Just my opinion based on my experience, but I don't think the weight of this is very much at all.

The actual content of the page and who's linking to you have way more to do with semantically correct sites. And if your site never "validated", you can still rank very high for competitive terms.

I know I've read the same thing about having sites that validate and that are semantically correct, but for the average business owner/webmaster, I don't think it's necessary or worth spending extra time/money for.

If you can do it right from the beginning, it's definitely a good idea to. But if your site loads fine in the popular browsers and you're just trying to get some basic SEO done, then I think you don't have to focus too much time on a semantically correct site that validates.

Again, that's just my personal opinion based on my own years of experience.


----------



## purplepills (Apr 19, 2009)

See the semantics has everything to do with your content. ANd yes you can come up strong with a totally un-valid site. but you are fight an uphill battle for no reason. Alt text, titles, labels, id/names. All those are semantics of the web and aide in your ranking and are free to do. Believe me a semantically proper site is a large chunk of the pie and it is the free chunk.

But it is a common misconcpetion that is has very little weight.

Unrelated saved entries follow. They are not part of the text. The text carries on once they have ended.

PR #14, opened 2025-01-15
feat(revenue): Add token price history to normalize fees, simplify output format

jophish:
Followup to #10. Adds in historical token price fetching in order to normalize fees paid to a common unit. Also simplifies the output format to just be a simple CSV, since there's no obvious use case atm for more detailed data.


scripts/calculateRevenue/protocols/beefy/index.ts
```diff
@@ -16,7 +20,7 @@ export function getUserTvl(
   txHistory: BeefyInvestorTransactionWithUsdBalance[],
   timestamp: Date,
 ): number {
-  let lastTvl = txHistory[0].usd_balance
+  let lastTvl = 0
```
jophish, line 23: This is a small bugfix. Since we're assuming that the Beefy user TX data is complete, we should be assuming that the user starts out with 0 balance in all vaults.

scripts/abis/ERC20.ts
```diff
@@ -0,0 +1,224 @@
+const ERC20 = [
```
satish-ravi, line 1: could possibly get this from viem too

scripts/calculateRevenue/protocols/beefy/index.ts
```diff
@@ -45,37 +49,77 @@ export function getVaultTvl(
   return lastTvl
 }
 
+/**
+ * Given a list of historical token prices and a timestamp, returns the nearest token price
+ * to the specified time.
+ * Requires the list of tokenPrices to be sorted from earliest to most-recent.
+ */
+export function getTokenPrice(
```
satish-ravi, line 57: how accurate does this need to be? Since we're using the first price after the given timestamp, if there's a large gap in the data, we might be off by a bit.

scripts/calculateRevenue/protocols/beefy/index.ts
```diff
@@ -4,8 +4,12 @@ import {
   VaultInfo,
 } from './types'
 import { getStrategyContract } from '../utils/viem'
-import { RevenueResult, NetworkId } from '../../../types'
+import { TokenPriceData } from '../../../types'
 import { getVaults } from './getVaults'
+import { fetchTokenPrices } from '../utils/tokenPrices'
+import { getErc20Contract } from '../../../utils'
+
+const REVENUE_USD_PRECISION = 8
```
satish-ravi, line 12: why 8?

scripts/calculateRevenue/protocols/beefy/index.ts
```diff
@@ -45,37 +49,77 @@ export function getVaultTvl(
...
+  vaultInfo: VaultInfo,
+): Promise<number> {
   const strategyContract = await getStrategyContract(
     vaultInfo.vaultAddress,
     vaultInfo.networkId,
   )
   const nativeTokenAddress = await strategyContract.read.native()
-  const tokenId = `${vaultInfo.networkId}:${nativeTokenAddress}`
-  return {
+  const tokenId = `${vaultInfo.networkId}:${nativeTokenAddress.toLowerCase()}`
```
satish-ravi, line 83: aren't native tokens `<network-id>:native`?

scripts/calculateRevenue/calculateRevenue.ts
MuckT, line 1: [p-map](https://github.com/sindresorhus/p-map) might be a good solution if we need to calculate these revenues often, but it is also something we can add later if needed.

scripts/abis/ERC20.ts
jophish: How? Does Viem export this? I can't seem to find it anywhere.

scripts/calculateRevenue/protocols/beefy/index.ts
jophish: I believe our endpoint (at least as far as I saw) returns hourly prices. It's not perfect granularity, but I think it will probably suffice, especially for this v0.

scripts/calculateRevenue/protocols/beefy/index.ts
jophish: Somewhat arbitrary, just needed good-enough precision since revenue will often be fractions of dollars. Added a comment.

scripts/calculateRevenue/protocols/beefy/index.ts
jophish: Ah good call. For chains where the native token is something like wrapped ETH, we can use the address, but `native` is more universal.

scripts/abis/ERC20.ts
jh2oman: I feel like it *should* but also can't find it either 😞

scripts/calculateRevenue/protocols/beefy/index.ts
```diff
@@ -45,37 +51,77 @@ export function getVaultTvl(
...
+
+  for (const { beefyFee, timestamp } of vaultInfo.feeEvents) {
+    const userTvl = getUserTvl(vaultInfo.txHistory, timestamp)
+    const vaultTvl = getVaultTvl(vaultInfo.vaultTvlHistory, timestamp)
+
+    const tokenPriceUsd = getTokenPrice(tokenPrices, new Date(timestamp))
+
+    const partialNativeContribution =
+      (BigInt(userTvl * 10 ** 18) * BigInt(beefyFee)) /
+      BigInt(vaultTvl * 10 ** 18)
```
jh2oman, line 112: Don't the `10 ** 18`s cancel each other out?

scripts/calculateRevenue/protocols/beefy/index.test.ts
```diff
@@ -140,17 +162,21 @@ describe('Beefy revenue calculation', () => {
...
-      const expected = {
-        tokenId: mockNativeTokenId,
-        revenue: '1100',
-      }
-      expect(result).toEqual(expected)
+      // native token has 4 decimals, so 1 token is 10000 wei
+      // First fee of 1000 occurs while vault has 1000, user has 100 -> 100/1000 * 1000 = 100 wei
+      // - token price is 1000 -> 100 / 10000 * 1000 USD = 10 USD
+      // Second fee of 5000 occurs while vault has 2000, user has 400 -> 400/2000 * 5000 = 1000 wei
+      // - token price is 1500 -> 1000 / 10000 * 1500 USD = 150 USD
```
jh2oman, line 178: Immensely helpful 🙏

jh2oman (approved):

scripts/calculateRevenue/calculateRevenue.ts
```diff
@@ -10,22 +10,31 @@ async function main(args: ReturnType<typeof parseArgs>) {
...
+      address,
+      revenue,
+    })
   }
+  const output = allResults
+    .map((result) => `${result.address},${result.revenue}`)
+    .join('\n')
 
-  writeFileSync(args['output-file'], JSON.stringify(allResults, null, 4))
+  writeFileSync(args['output-file'], output)
```
MuckT, line 37: Shouldn't matter, but to be safe.
```suggestion
  writeFileSync(args['output-file'], output, { encoding: 'utf-8' })
```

Just to add valid and standards are at times different. As validators do not take into account some actions developers may take to ensure a smooth operating website. PLus there are lesser doctypes you can target to get validation and still make your site suffer on the SEO side of things. I gets deep, but it pays to know some of the ins and outs.


----------



## Reppin (Apr 3, 2009)

Really seo is not rocket science, it just takes time and understanding. Both time to do and time to see results.


----------



## majesticmind (Sep 1, 2007)

Its kind of funny that sometimes I run the validation tools of the validation websites on there own code and it comes up with errors. 

Rodney all I am saying with running up a huge bill, is that some "SEO" out there are not really good, charge too much, make guarantees that they can get you too the top and they cant. And use excuses that because someone else biult the site it is flawed and need all kinds of work. Just a money grab. Just saying be careful who you choose to do work for you. Not everybody is on the up and up.

There are errors on all my pages in one place or another and yet I come up first for the browser keywords that I want to come up first for.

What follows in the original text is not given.